The BoJ’s balance sheet, already bigger than those of other major central banks, is set to expand even further (see graph).  However, the average duration of the bonds purchased by the BoJ is about 2.5 years, significantly less than, for example, the 7.8 years of the U.S. Fed. Hence, if we adjust for duration, the monetary easing in Japan remains smaller than in the U.S.

We expect more stimuli ahead. In the end of February, Abe appointed Haruhiko Kuroda, an advocate of aggressive monetary easing, as the next BoJ governor. Thereby, we believe the BoJ will expand the APP and extend the maturity of government bonds purchased to 5 years, from the current 3 years, further increasing the monetary stimulus.

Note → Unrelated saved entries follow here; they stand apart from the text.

Issue #148, opened 2019-03-08
Kill DatePickerSingle, DatePickerRange.


tcbegley:
These two components make our bundle a lot larger through the `react-dates` dependency, but ultimately just replicate functionality present in *dash-core-components*. I think we should kill them and instead encourage use of the *dash-core-components* version, in conjunction with the CSS being added in #147.

Neither component is explicitly documented (though `DatePickerSingle` does appear in the inline form example on the forms page of the docs.). Nevertheless, it would be good to decide on the best way to deprecate these.

pbugnion:
Removing these sounds good. One way to go about removing them could just be to replace them with something like:

```py
class DatePickerSingle(object):

    def __init__(self, *args, **kwargs):
        raise AttributeError("DatePickerSingle has been removed. Use DatePickerSingle from dash-core-components with the attribute className=\"dash-bootstrap\"")
```

Doing this would save an annoying deprecation cycle.

tcbegley:
Resolved by #159

Issue #60, opened 2018-11-17
Reduce the bundle size


pbugnion:
The generated bundle is fairly big. I think this is because we include parts of modules that we don't need.

I don't think this is urgent at all, but if we can, it might be worth spending some time understanding how to reduce the bundle size.

tcbegley:
I believe #148 should help with this.

pbugnion:
Definitely. I haven't tested this, but I have a hunch that we can also reduce the bundle size considerably by replacing blanket imports of *ramda* with more targeted imports.

See e.g. https://github.com/ramda/ramda#usage.

tcbegley:
#159 reduced the bundle size to about a third of what it was. At 268KB it's still slightly above the recommended limit of 244KB, but perhaps that's fine? There may be some scope to reduce a bit further.

pbugnion:
I think the current bundle is fine. I think there's still some value in reading around how to manage the bundle size, but it's probably OK for now.

Happy to close this if you want.

tcbegley:
Agreed, happy for you to close this

PR #159, opened 2019-03-21
Kill date pickers

tcbegley:
This PR removes `DatePickerSingle` and `DatePickerRange` as suggested in #148. It appears to have reduced the bundle size by about two thirds (!) from ~750KB to ~250KB.


tcbegley:
While looking into `ramda` imports as suggested [here](https://github.com/facultyai/dash-bootstrap-components/issues/60#issuecomment-472301899) I noticed that these two components were also the only places we were using `ramda` without targeted imports, so possibly a large chunk of the reduction we're getting is due to the blanket imports getting removed.

pbugnion:
To help people use `DatePicker{Single,Range}` from dash-core-components, should we write an example in the documentation somewhere? The deprecation exception could then point to that?

pbugnion:
Apart from that, this looks good.

tcbegley:
> To help people use DatePicker{Single,Range} from dash-core-components, should we write an example in the documentation somewhere? The deprecation exception could then point to that?

We could just link to the [dash-core-components docs](https://dash.plot.ly/dash-core-components/datepickersingle)? I'm not sure that our own documentation would add much?

ZeroCool2u:
@tcbegley @pbugnion Is there any documentation on how to apply the theme to the DateRangePicker components? I haven't had any luck so far.

tcbegley:
hey @ZeroCool2u, you can try this https://github.com/tcbegley/dash-bootstrap-css

ZeroCool2u:
@tcbegley Great, thank you!

PR #160, opened 2019-03-21
Use callback_context instead of *_timestamp props

tcbegley:
This small PR updates one of the `InputGroup` examples in the docs to use `dash.callback_context` instead of `*_timestamp` props, which is now the preferred approach. See [the Dash FAQs](https://dash.plot.ly/faqs)

> Prior to v0.38.0, you needed to compare timestamp properties like n_clicks_timestamp to find the most recent click. While existing uses of *_timestamp continue to work for now, this approach is deprecated, and may be removed in a future update.

### DIFF
--- a/docs/components_page/components/input_group/dropdown.py
+++ b/docs/components_page/components/input_group/dropdown.py
@@ -1,3 +1,4 @@
+import dash
 import dash_bootstrap_components as dbc
 from dash.dependencies import Input, Output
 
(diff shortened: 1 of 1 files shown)


docs/components_page/components/input_group/dropdown.py
```diff
@@ -22,21 +23,22 @@
...
     [
-        Input("dropdown-menu-item-1", "n_clicks_timestamp"),
-        Input("dropdown-menu-item-2", "n_clicks_timestamp"),
-        Input("dropdown-menu-item-clear", "n_clicks_timestamp"),
+        Input("dropdown-menu-item-1", "n_clicks"),
+        Input("dropdown-menu-item-2", "n_clicks"),
+        Input("dropdown-menu-item-clear", "n_clicks"),
     ],
 )
 def on_button_click(n_clicks_t1, n_clicks_t2, n_clicks_tclear):
```
pbugnion: Does it make sense to change the argument names? Most commonly, unused arguments are replaced by a `_`, but obviously that won't work for three buttons.

pbugnion: At least removing the `t` in the argument name since we're catching `n_clicks`, not `n_clicks_timestamp`.

pbugnion:
Looks great -- it's much more understandable. Merge when you're ready.

docs/components_page/components/input_group/dropdown.py
tcbegley: Good point, I'll amend

Issue #164, opened 2019-03-25
Tab component does not work with dash v0.40


vivekvs1:
Hi,

After updating `Dash `to `v0.40`, the Tab component results in '`Error Loading Layout`'.  I have confirmed that the Tab component works well if I switch back to `v0.39`.

Thanks,
Vivek

tcbegley:
Hi @vivekvs1 

Thanks for raising this. I have managed to reproduce the problem, and will try to understand what's changed and why things are breaking now as soon as possible. Sorry for the inconvenience.

vivekvs1:
Thank you :)

tcbegley:
Resolved by #166

vivekvs1:
Thank you!!

tcbegley:
No worries, thanks for alerting us to this in the first place!

PR #166, opened 2019-03-26
Fix Tabs in Dash 0.40.0

tcbegley:
This PR addresses #164.

Background
When using `Tabs` and `Tab`, each `Tab` is not really a child of `Tabs` in the usual sense. Instead `Tabs` iterates over the `Tab` components passed to it and extracts things like the label and content. With the release of Dash 0.40.0 the internal structure of the Dash components being iterated over changed, and the `children` prop was replaced with `_dashprivate_layout`. This PR changes the relevant references to children and updates the version requirement for Dash in the setup file (this will no longer work with older versions of Dash).

### DIFF
--- a/setup.py
+++ b/setup.py
@@ -32,7 +32,7 @@ setup(
     author_email="opensource@faculty.ai",
     url="https://github.com/facultyai/dash-bootstrap-components",
     packages=find_packages(),
-    install_requires=["dash>=0.32.1", "dash-html-components"],
+    install_requires=["dash>=0.40.0"],
     include_package_data=True,
     classifiers=[
         "License :: OSI Approved :: Apache Software License",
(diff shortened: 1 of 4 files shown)


setup.py
```diff
@@ -32,7 +32,7 @@ def _get_long_description():
     author_email="opensource@faculty.ai",
     url="https://github.com/facultyai/dash-bootstrap-components",
     packages=find_packages(),
-    install_requires=["dash>=0.32.1", "dash-html-components"],
+    install_requires=["dash>=0.40.0"],
```
tcbegley: `dash` now pins the versions of its various dependencies, including `dash-html-components`, so there is no need for us to specify it as a separate requirement.

tcbegley:
I've been testing this a bit further and there's a few things I'm not sure of yet, going to investigate further.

Looking ahead, Abenomics will support the economic recovery for the rest of this year and 2014. Recent data supports this view. Industrial production increased 1.0% in January, retail sales expanded strongly by 2.3% in the same month and business surveys are consistently improving this year.

Commodities: Falling Prices

Commodity prices fell 3.2% in February, with grain prices reversing the slight increase from January and base metals and energy prices falling in the second half of the month. Compared to the end of January, the agricultural, base metals and energy sub-indexes fell 2.3%, 5.8% and 3.4%, respectively. If we look at average prices, the fall throughout February is offset by the upward trend in January, bringing our Itaú Commodity Index (ICI) to average 0.8% above January. We expect the ICI to increase 0.4% (previously 0.8%) in 2013, after we revised some agriculture and base metals prices downward.

Further measures to cool property markets in China and a less dovish tone in the FOMC minutes explain the decline in base metal prices (and partially, in energy). Energy prices also fell because the current tightness in global oil balances has relied on lower, and possibly unsustainable, OPEC supply in the last three months. Weak coordination among the OPEC members will probably lead to higher oil output ahead.

Finally, fundamental indicators for agricultural prices were mixed. The highlight was the improvement in conditions for the next winter wheat crop in the United States. At the same time, prices were affected by shipping delays in Brazil and Argentina, leading to an increase in demand for the U.S. crop.

On the Borderline
We believe interest rates will remain at historically low level

The change in the central bank’s message has made for a less certain interest rate path. In our view, even if rate hikes take place, the Selic will rise to around 8.25%. Despite the signals of stronger growth in 1Q13, the economic rebound under way is moderate and in line with our forecasts for both GDP growth (3.0% in 2013 and 3.5% in 2014) and inflation (5.7% this year and 6.0% next year).

We revised our exchange rate estimate to 2 reais per U.S. dollar until the end of 2014 (from 2.10 for both the end of this year and the next), in line with the current economic fundamentals and the central bank inflation concerns. We widened our current account deficit estimate, given the recent above-expectation numbers, but maintained our trade balance forecast ($14 billion this year and $15 billion in 2014). We now project a current account gap of 2.6% of GDP this year and 2.5% in 2014 (from 2.5% and 2.4%, respectively). Our primary budget surplus estimate remains at 1.9% of GDP in 2013 and 0.9% of GDP in 2014, reflecting the continuity of the current fiscal policy.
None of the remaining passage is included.